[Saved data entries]
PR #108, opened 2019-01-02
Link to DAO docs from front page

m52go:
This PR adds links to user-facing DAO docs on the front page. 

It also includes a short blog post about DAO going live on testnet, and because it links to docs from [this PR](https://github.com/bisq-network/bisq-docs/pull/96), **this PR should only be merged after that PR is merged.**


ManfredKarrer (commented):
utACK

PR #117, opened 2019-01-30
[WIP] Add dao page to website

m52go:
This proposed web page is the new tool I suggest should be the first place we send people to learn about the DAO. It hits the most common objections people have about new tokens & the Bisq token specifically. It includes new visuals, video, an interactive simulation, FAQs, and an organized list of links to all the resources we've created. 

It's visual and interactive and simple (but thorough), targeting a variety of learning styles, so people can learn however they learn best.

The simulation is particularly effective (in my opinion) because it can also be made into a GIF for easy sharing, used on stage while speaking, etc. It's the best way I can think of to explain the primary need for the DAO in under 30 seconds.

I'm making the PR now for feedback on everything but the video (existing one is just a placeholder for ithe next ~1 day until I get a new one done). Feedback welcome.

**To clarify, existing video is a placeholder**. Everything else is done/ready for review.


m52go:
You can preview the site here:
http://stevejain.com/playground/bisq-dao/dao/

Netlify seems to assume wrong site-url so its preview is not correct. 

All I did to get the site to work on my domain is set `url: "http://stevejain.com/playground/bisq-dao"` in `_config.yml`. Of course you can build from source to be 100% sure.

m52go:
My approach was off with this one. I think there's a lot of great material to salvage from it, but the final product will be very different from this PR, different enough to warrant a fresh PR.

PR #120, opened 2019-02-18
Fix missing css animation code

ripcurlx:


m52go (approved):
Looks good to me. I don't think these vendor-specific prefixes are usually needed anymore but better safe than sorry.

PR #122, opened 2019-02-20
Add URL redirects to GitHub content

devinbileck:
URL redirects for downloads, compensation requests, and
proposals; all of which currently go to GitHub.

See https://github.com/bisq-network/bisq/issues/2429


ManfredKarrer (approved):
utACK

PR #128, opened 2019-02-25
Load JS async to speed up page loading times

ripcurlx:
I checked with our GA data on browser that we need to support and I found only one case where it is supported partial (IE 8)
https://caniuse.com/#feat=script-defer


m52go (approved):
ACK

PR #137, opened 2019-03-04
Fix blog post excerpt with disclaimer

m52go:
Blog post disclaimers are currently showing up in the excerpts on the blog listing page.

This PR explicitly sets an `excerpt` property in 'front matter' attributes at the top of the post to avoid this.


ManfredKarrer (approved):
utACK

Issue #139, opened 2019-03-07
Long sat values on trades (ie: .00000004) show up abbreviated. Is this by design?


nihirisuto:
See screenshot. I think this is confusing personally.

* * *

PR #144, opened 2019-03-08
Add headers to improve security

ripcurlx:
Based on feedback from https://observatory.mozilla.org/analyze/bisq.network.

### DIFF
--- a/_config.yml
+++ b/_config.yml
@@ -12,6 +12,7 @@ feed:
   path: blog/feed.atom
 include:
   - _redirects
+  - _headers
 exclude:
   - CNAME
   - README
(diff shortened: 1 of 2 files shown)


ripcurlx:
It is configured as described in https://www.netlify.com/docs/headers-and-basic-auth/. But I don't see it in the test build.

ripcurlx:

--

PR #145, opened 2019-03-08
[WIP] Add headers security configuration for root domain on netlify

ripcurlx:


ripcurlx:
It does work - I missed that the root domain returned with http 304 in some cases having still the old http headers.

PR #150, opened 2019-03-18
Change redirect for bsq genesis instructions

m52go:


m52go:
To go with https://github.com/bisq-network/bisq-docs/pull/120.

Aim of the exercise
Scan the data above, please, and give the number of lines where the word "stevejain" occurs, with no further text.

Problem solution
2